Work to be completed: Among the lines below, which ones contain the word "each"? Copy every such line.

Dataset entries

PR #419, opened 2026-06-04
feat(search): emphasize matched terms in subject result cards

### LINKED ISSUE #404: Improve citizen search — relevance ranking and emphasis of key fields
In a UX test on the public search, a user got many results but still couldn't find the subject they were after, and several low-relevance hits were mixed in with the relevant ones. Separately, a user wanted important fields (e.g. **"Αδειοδότηση"** / licensing) to stand out so results can be scanned quickly.

Two improvements on `src/components/search/SearchPage.tsx` and the result card (`src/components/subject-card.tsx`): (1) tune ranking/relevance for citizen-style queries so the best matches surface first, and (2) emphasize the matched field/term (e.g. bold) in each result card.

Related: #373 (search returns no results when filtering by a specific person).

angelospk:
Closes #404

## What & why

A UX test on the public search found that the matched term wasn't called out anywhere in the result cards, so there was no quick way to scan a page of results and spot the relevant one. This PR bolds the matched terms in each card.

## Changes

- `src/lib/search/constants.ts` (new): alphanumeric sentinel tags instead of `<em>`. The client splits on plain strings, so it never parses markup or touches `dangerouslySetInnerHTML`. Alphanumeric matters because `stripMarkdown` would mangle `<em>` or `__...__` style tags.
- `src/lib/search/query.ts`: a `highlight` block on `name`/`description` using those tags, gated on the (previously unused) `enableHighlights` flag.
- `src/lib/search/types.ts`: optional `nameHighlight` / `descriptionHighlight` on `SearchResultLight`.
- `src/lib/search/core.ts`: carries `hit.highlight` across the retrieval/hydration seam, since only the query knows what matched.
- `src/lib/search/highlight.tsx` (new): `renderHighlighted()` builds React nodes and wraps matched spans in `<strong>`. For descriptions it strips markdown on the whole fragment first, which keeps the spacing around matched terms intact. Greek-safe, falls back to plain text when there is no highlight.
- `src/lib/search/highlight.test.tsx` (new): unit tests for Greek and English terms, the no-highlight fallback, adjacent spans, markdown stripping, and a malformed (unterminated) fragment.
- `src/components/subject/SubjectListContainer.tsx`, `src/components/subject-card.tsx`, `src/components/subject/SubjectCardContent.tsx`: thread the highlights through and render them.
- `src/components/search/SearchPage.tsx`: turns highlights on.

## Notes

- The ranking tuning this PR originally carried (phrase boosts, `fuzziness: AUTO`, `minimum_should_match`) is gone. `main` landed equivalent changes in its search redesign on 17-20 Aug, so the rebase kept only the highlighting.
- RRF means `_score` isn't pure BM25, so bold text won't always line up with rank order. That's expected.
- Highlights only cover `name` and `description`. A result that ranks because of a speaker-segment match shows no bold on its card.

## Testing

`src/lib/search/highlight.test.tsx` covers the render paths above.

<h3>Greptile Summary</h3>

The PR adds matched-term emphasis to public-search subject cards by carrying Elasticsearch highlight fragments through hydration and rendering marked spans safely as React nodes.
- Enables whole-field highlighting for searchable subject fields.
- Threads title, description, and location matches into both subject-card variants.
- Adds coverage for query generation, hydration, marker parsing, markdown stripping, localization transforms, and rendered emphasis.

The PR appears safe to merge.

No blocking failure remains.

| Filename | Overview |
|----------|----------|
| src/lib/search/query.ts | Adds opt-in Elasticsearch highlighting, while the previously reported threshold is now set to `'2<75%'`. |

Solved problem:
Two improvements on `src/components/search/SearchPage.tsx` and the result card (`src/components/subject-card.tsx`): (1) tune ranking/relevance for citizen-style queries so the best matches surface first, and (2) emphasize the matched field/term (e.g. bold) in each result card.
A UX test on the public search found that the matched term wasn't called out anywhere in the result cards, so there was no quick way to scan a page of results and spot the relevant one. This PR bolds the matched terms in each card.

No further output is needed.